----- Information shown
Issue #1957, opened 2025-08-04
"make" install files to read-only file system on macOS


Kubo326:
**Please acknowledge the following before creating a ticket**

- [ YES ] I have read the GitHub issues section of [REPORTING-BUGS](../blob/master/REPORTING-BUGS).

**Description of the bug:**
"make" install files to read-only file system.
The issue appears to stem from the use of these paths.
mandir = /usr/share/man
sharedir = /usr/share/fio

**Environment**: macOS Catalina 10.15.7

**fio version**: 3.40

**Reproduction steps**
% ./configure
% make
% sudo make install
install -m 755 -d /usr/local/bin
----------
----- Information shown
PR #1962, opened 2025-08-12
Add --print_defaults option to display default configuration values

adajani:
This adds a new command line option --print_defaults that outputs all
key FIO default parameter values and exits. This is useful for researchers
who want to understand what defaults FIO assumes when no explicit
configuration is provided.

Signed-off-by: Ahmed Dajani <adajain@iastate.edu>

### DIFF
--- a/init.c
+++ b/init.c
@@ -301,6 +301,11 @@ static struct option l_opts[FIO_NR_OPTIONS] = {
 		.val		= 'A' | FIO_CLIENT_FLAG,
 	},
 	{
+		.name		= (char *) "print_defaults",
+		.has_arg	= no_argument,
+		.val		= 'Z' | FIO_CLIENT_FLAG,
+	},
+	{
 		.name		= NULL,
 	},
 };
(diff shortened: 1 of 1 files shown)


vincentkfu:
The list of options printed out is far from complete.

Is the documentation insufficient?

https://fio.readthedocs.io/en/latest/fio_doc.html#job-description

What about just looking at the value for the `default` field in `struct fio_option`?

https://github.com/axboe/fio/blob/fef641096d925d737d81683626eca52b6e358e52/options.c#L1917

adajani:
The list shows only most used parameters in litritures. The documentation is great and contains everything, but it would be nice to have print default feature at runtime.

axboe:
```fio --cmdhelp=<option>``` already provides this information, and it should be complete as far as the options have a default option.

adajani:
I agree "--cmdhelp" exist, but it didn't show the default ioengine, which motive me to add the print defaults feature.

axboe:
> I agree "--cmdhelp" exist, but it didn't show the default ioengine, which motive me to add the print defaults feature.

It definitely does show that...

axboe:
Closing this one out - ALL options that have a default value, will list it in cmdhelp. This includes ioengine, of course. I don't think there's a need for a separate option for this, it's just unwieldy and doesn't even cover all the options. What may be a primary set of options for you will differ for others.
----------
----- Information shown
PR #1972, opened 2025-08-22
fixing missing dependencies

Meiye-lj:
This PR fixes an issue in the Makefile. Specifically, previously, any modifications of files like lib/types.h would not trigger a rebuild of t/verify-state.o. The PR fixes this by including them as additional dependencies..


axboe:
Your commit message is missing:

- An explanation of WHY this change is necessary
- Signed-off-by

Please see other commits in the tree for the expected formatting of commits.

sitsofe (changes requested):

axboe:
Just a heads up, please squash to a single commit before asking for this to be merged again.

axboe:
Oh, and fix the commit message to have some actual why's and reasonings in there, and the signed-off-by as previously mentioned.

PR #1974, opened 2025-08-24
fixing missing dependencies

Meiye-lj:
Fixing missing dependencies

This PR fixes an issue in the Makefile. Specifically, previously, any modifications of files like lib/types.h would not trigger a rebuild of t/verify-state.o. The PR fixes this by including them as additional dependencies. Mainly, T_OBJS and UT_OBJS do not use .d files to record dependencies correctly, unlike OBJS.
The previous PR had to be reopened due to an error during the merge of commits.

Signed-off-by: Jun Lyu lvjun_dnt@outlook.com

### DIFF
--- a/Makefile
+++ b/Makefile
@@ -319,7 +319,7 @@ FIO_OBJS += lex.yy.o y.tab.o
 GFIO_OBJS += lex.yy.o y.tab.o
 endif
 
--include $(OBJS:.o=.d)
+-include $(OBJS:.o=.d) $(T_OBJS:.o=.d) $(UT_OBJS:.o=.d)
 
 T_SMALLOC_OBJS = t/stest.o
----------
Aim of the exercise ▸
In the listing, return each line containing the string "https".

Answer for this exercise ▸
https://fio.readthedocs.io/en/latest/fio_doc.html#job-description
https://github.com/axboe/fio/blob/fef641096d925d737d81683626eca52b6e358e52/options.c#L1917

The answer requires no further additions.